The current article presents conceptual, preliminary and detailed aero-thermal redesign of a typical high pressure turbine nozzle guide vane. Design targets are lower coolant consumption, reduced manufacturing costs and improved durability. These goals are sought by 25% reduction in vane count number and lower number of airfoils per segment. Design challenges such as higher airfoil loading, associate aerodynamic losses and higher thermal loads are discussed. In order to maximize coolant flow reduction and avoid higher aerodynamic losses, airfoil Mach distribution is carefully controlled. There has been an effort to limit design changes so that the proven design features of the original vane are used as much as possible. Accordingly, the same cooling concept is used with minor modifications of the internal structures in order to achieve desired coolant flow and internal heat transfer distribution. Platforms of the new design are quite similar to the original one except for cooling holes and application of thermal barrier coating (TBC). Detailed aerodynamics/heat transfer simulations reveals that the reduced trailing edge (T.E.) blockage and skin friction dominated the negative effect of increased secondary losses. As a result the reduced design performs acceptable in terms of total pressure loss and improving stage efficiency for a wide range of varying pressure ratio. Moreover, more than 20% cooling mass flow can be saved; while maximum and average metal temperatures as well as cross sectional temperature gradients have not been changed much.

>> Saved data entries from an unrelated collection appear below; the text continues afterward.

PR #4533, opened 2021-01-04
zio-test: improvements for assert capturing expression and location

dkarlinsky:
This is a refinement of #4427
Moves the captured expression into the description of the value being asserted on.
Moves the source location to a separate line.
image

Also made rendered expressions much cleaner - closer to how you would normally write the code.
Under dotty the actual source code is shown.
Example (for Scala 2.x)
``` scala
//before
Tuple4.apply[String, Int, String, Boolean]("foo", 123, Test.this.fooVal, false)
// now 
("foo", 123, fooVal, false)
```

### DIFF
--- a/core/shared/src/main/scala-2.13+/zio/ChunkBuilder.scala
+++ b/core/shared/src/main/scala-2.13+/zio/ChunkBuilder.scala
@@ -16,7 +16,7 @@
 
 package zio
 
-import scala.collection.mutable.{ ArrayBuilder, Builder }
+import scala.collection.mutable.{ArrayBuilder, Builder}
 import scala.{
   Boolean => SBoolean,
   Byte => SByte,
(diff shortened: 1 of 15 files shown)


adamgfraser (approved):
Nice!

jdegoes (approved):

hmemcpy:
@dkarlinsky nice! Just noticed this when rebasing my changes. Did you make this adjustment for the dotty variant as well?

dkarlinsky:
> @dkarlinsky nice! Just noticed this when rebasing my changes. Did you make this adjustment for the dotty variant as well?

Yes, and in dotty you can just get the actual source:
```scala
Term.of(expr).pos.sourceCode
```

hmemcpy:
Ah cool! I saw that specific line was rewritten by @sideeffffect (https://github.com/zio/zio/blob/master/test/shared/src/main/scala-dotty/zio/test/CompileVariants.scala#L105), but I guess it's for compat with the latest dotty.

Thanks!

sideeffffect:
Exactly, Scala 3.0.0-M3's method `sourceCode` changed from returning `String` to `Option[String]`.
I added a little `.get` to make it all work out and unblock the CI. But if it turns out that in some cases it indeed is `None`, then we would have to deal with that -- using `.getOrElse("")` or something like that I presume?

PR #4534, opened 2021-01-04
Removed second argument group on `Chunk.nonEmptyOrElse`

ahoy-jon:
When using `Chunk.nonEmptyOrElse`, the inference cannot select the expected type.

### DIFF
--- a/core/shared/src/main/scala/zio/Chunk.scala
+++ b/core/shared/src/main/scala/zio/Chunk.scala
@@ -664,7 +664,7 @@ sealed abstract class Chunk[+A] extends ChunkLike[A] { self =>
   /**
    * Runs `fn` if a `chunk` is not empty or returns default value
    */
-  def nonEmptyOrElse[B](ifEmpty: => B)(fn: NonEmptyChunk[A] => B): B =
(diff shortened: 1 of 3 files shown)


ahoy-jon:
@adamgfraser Caught this kind of behavior using the method, especially when using variant types such as `ZIO[-R, +E, +A]` as a return type.

Maybe I don't understand some design choices on this one!

Cheers,
Jonathan

adamgfraser:
@ahoy-jon I think the goal was consistency with methods like `Option#fold` that allow specifying a default value if a value does not exist and otherwise doing something with the value if it exists. Admittedly that method does have the same issue typically requiring you to specify type parameters or add a type ascription to the first argument. Not sure if that is worth the worse type inference.

The other issue here is I don't think this change can be binary compatible. Not sure why the MiMa checks aren't picking it up but this method has been in the API for the last eight months so don't think we can change the method signature without potentially breaking existing code, though we could definitely consider for 2.0.

ahoy-jon:
👍 for ZIO 2.0, or a ZIO 1.1 (it could be binary compatible, but definitely not source compatible). Closing it for now

PR #4539, opened 2021-01-07
Fix #4472 - make findMatching pure

### LINKED ISSUE #4472: ProxyFactory is not thread safe
Proxy factory can miss successful calls to mocked methods if methods are called in parallel.

This test succeeds (so both methods are called successfully), note `atMost`:
```scala
def method = Srv.mPar("b").zipPar(Srv.mPar("c"))
...
val mockEnv =
  SrvMock.MPar(equalTo("b"), value("bRes")).atMost(1) &&
    SrvMock.MPar(equalTo("c"), value("cRes"))

assertM(method)(equalTo(("bRes", "cRes"))).provideLayer(mockEnv)
```

This one (without `atMost`) fails on expectations check, so one successful call is missed:
```scala
val mockEnv =
  SrvMock.MPar(equalTo("b"), value("bRes")) &&
    SrvMock.MPar(equalTo("c"), value("cRes"))

assertM(method)(equalTo(("bRes", "cRes"))).provideLayer(mockEnv)
```

```
[info]     - unsatisfied expectations
[info]       in any order
[info]         .IssueSpec.SrvMock.MPar with arguments equalTo(b)
```

See [zio-test-issue-4472](https://github.com/senia-psm/zio-test-issue-4472) for reproducible example.

I believe this issue might be caused by [ProxyFactory implementation](https://github.com/zio/zio/blob/master/test/shared/src/main/scala/zio/test/mock/internal/ProxyFactory.scala#L273-L277), namely:
```scala
root    <- state.expectationRef.get
...
_       <- state.expectationRef.set(matched.expectation)
```

senia-psm:
Fix #4472
Make `findMatching` pure and use atomic `Ref::modify` instead of `get`/`set` pair.

### DIFF
--- a/test-tests/shared/src/test/scala/zio/test/mock/ParallelMockSpec.scala
+++ b/test-tests/shared/src/test/scala/zio/test/mock/ParallelMockSpec.scala
@@ -1,0 +1,33 @@
+package zio.test.mock
+
+import zio.ZIO
+import zio.test._
+import zio.test.mock.module.{ImpureModule, ImpureModuleMock}
+
+object ParallelMockSpec extends ZIOBaseSpec {
+
+  import Assertion._
+  import Expectation._
+
+  def spec: Spec[Any, TestFailure[Any], TestSuccess] =
+    suite("ParallelMockSpec")(
+      testM("Count calls for the same expectation") {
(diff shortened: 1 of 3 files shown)


jdegoes (approved):

jdegoes:
Thank you!

PR #4544, opened 2021-01-09
spelling fix in a comment (Schedule.scala)

phderome:
recurrance to recurrence


adamgfraser:
@softinio Looks like we're having the issue again where CircleCI is trying to run on the contributor's account instead of ZIO's account. Sorry I don't remember exactly how we resolved this in the past. Could you help here?

PR #4545, opened 2021-01-10
primitive evaluation of delay

phderome:
Update Schedule.scala for a primitive evaluation of delay. The proposed change seems to be more direct. We just have to make sure tests pass and that I am not getting order wrong between interval and now.


jdegoes:
@phderome Please re-open if you get a chance to fix the issues!

Issue #4207, opened 2020-09-16
Add basic combinators (map,flatMap...) to Promise


dkarlinsky:
I've recently needed a to `map` over a promise and discovered there was no `map` or `flatMap` defined.
Is there a reason for this? 
I guess `map` on `zio.Promise` is not exactly the same as a map on `ZIO` (or Scala `Future`) because a promise also has the `complete()` side.
So if we have:
```scala
 promiseA <- Promise.make[E, A]
 promiseB <- promiseA.map(f)
```
`promiseB` can be completed directly, independently of `promiseA`, while completing `promiseA` will always complete `promiseB`
Which might be confusing behaviour...

Anyway I implemented `map` [here](https://github.com/wix/greyhound/blob/master/core/src/main/scala/com/wixpress/dst/greyhound/core/zioutils/PromiseSyntax.scala)

If it makes sense to add it to `Promise`, I'd be happy to submit a PR.

natansil:
@iravid WDYT does `map` makes sense for `Promise`?

iravid:
Sure why not. You can probably do `zipWith` too.

I admit that most of the time when I was thinking of these combinators for Promise, I found that it made more sense to hand out the `p.await` value to subscribers rather than the entire promise. Then you can use the entire range of `ZIO` combinators.

natansil:
Interesting. So if `ZIO` is a generalized form of `Promise` when do you use `Promise` specifically?

iravid:
Sorry that's not what I meant. Let me clarify.

A promise `Promise[E, A]` is usually subscribed to by one fiber and resolved by another. Those two fibers don't necessarily have to hold on to  the entire promise; the subscriber can, equivalently, just use the ZIO value of `p.await` (`UIO[Exit[E, A]]`). 

So if the subscriber is holding on to just the `UIO[Exit[E, A]]`, it can use the entire range of ZIO combinators to transform it before evaluating it. Which subsequently makes implementing those combinators directly on `Promise` redundant in some cases.

natansil:
Oh I see. In our case we don't want to await on the first promise (we want to batch the effects first), but we do want to map the result. so seems like `p.await` is not an option

hearnadam:
I don't think these will be pursued.

PR #4546, opened 2021-01-10
Added 'Promise' methods 'map', 'flatMap', 'zip', 'zipWith' (#4207))

arnoldlacko:
Based on the discussion in #4207 I've implemented a few combinators for `Promise` (`map`, `flatMap`, `zip`, `zipWith`).
A concern I have with this is that the type signatures are quite unconventional (due to the usage of `UIO`), which is why I'm wondering if renaming `map` and `flatMap` to something else might be a good idea. I'm thinking perhaps `flatMap` could be something like `andThen`, while for `map` I can't think of a good alternative. Let me know please about your thoughts, I'm happy to adjust (or remove if needed).
@iravid

### DIFF
--- a/core-tests/shared/src/test/scala/zio/PromiseSpec.scala
+++ b/core-tests/shared/src/test/scala/zio/PromiseSpec.scala
@@ -74,12 +74,144 @@ object PromiseSpec extends ZIOBaseSpec {
         v <- p.await
       } yield assert(s)(isFalse) && assert(v)(equalTo(1))
     },
+    testM("flatMap a promise that completes") {
+      def f(v: Int) =
+        for {
+          p <- Promise.make[Exception, Int]
+          _ <- p.succeed(v * 2)
+        } yield p
+      for {
+        a      <- Promise.make[Exception, Int]
+        b      <- a.flatMap(f)
+        _      <- a.succeed(1)
+        result <- b.await.run
+      } yield assert(result)(succeeds(equalTo(2)))
+    },
+    testM("flatMap a promise that fails") {
+      val exception = new Exception
+      for {
+        a      <- Promise.make[Exception, Int]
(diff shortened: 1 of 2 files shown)


arnoldlacko:
Closing temporarily to do some further checks (I suspect using `ZIO.to` this way might not be correct here)

arnoldlacko:
> Closing temporarily to do some further checks (I suspect using `ZIO.to` this way might not be correct here)

Resolved my concern, it seems fine. Reopening PR. :)

jdegoes:
There are some drawbacks to these operations:

1. The `map` / `flatMap` / etc. methods have well-defined meanings and laws around them, which can't be satisfied by these (identically-named) operators.
2. Reasoning about these operators is somewhat difficult. For example, take `map`. Ordinarily, `map` will return a new value, in a way that is completely disconnected from the prior value. But in this case, `Promise#map` returns a new promise, but if someone completes the old promise, it will complete the new promise too (so there are 2 separate ways to complete the promise).

Do you have use cases we could look at, which could help us determine if these operators would be useful in a very broad context? If they are targeted toward niche use cases, it may be more useful to have them in a third-party library, rather than adding them to Promise directly.

arnoldlacko:
@jdegoes thanks for the feedback. I don't actually have use cases where these operators would be strictly necessary. I've implemented them mostly as an exercise based on the discussion in #4207 and I was curious to see if it would be useful to have them added to `Promise`. I see your point about these operators having well defined meanings, which is why I was wondering if the proposed ones would make sense under different names (struggling to come up with appropriate ones though), but I am happy to close this PR in case it seems better not to have these on `Promise` at all.

arnoldlacko:
Closing this one for now due to the concerns discussed above.

arnoldlacko:
Thanks for the feedback @jdegoes . It was a nice exercise anyway, so no effort is wasted. :)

本文介绍了典型的高压涡轮喷嘴导向叶片的概念，初步和详细的空气热设计。设计目标是降低冷却液消耗量，降低制造成本并提高耐用性。通过减少叶片数量的25％和降低每段翼型的数量来寻求这些目标。讨论了诸如更高的翼型载荷，相关的空气动力学损失和更高的热载荷等设计挑战。为了最大程度地减少冷却剂流量并避免更高的空气动力学损失，必须对翼型马赫分布进行仔细控制。人们一直在努力限制设计变更，以便尽可能多地使用原始叶片的成熟设计特征。因此，使用相同的冷却概念，但对内部结构进行了一些改动，以实现所需的冷却剂流量和内部传热分布。除了冷却孔和热障涂层（TBC）的应用之外，新设计的平台与原始平台非常相似。详细的空气动力学/传热模拟显示，减少的后缘（TE）阻塞和皮肤摩擦力主导了二次损失增加的负面影响。结果，对于大范围的变化的压力比，减小的设计在总压力损失和改善阶段效率方面表现出可接受的。而且，可以节省20％以上的冷却质量流量；最高和平均金属温度以及截面温度梯度变化不大。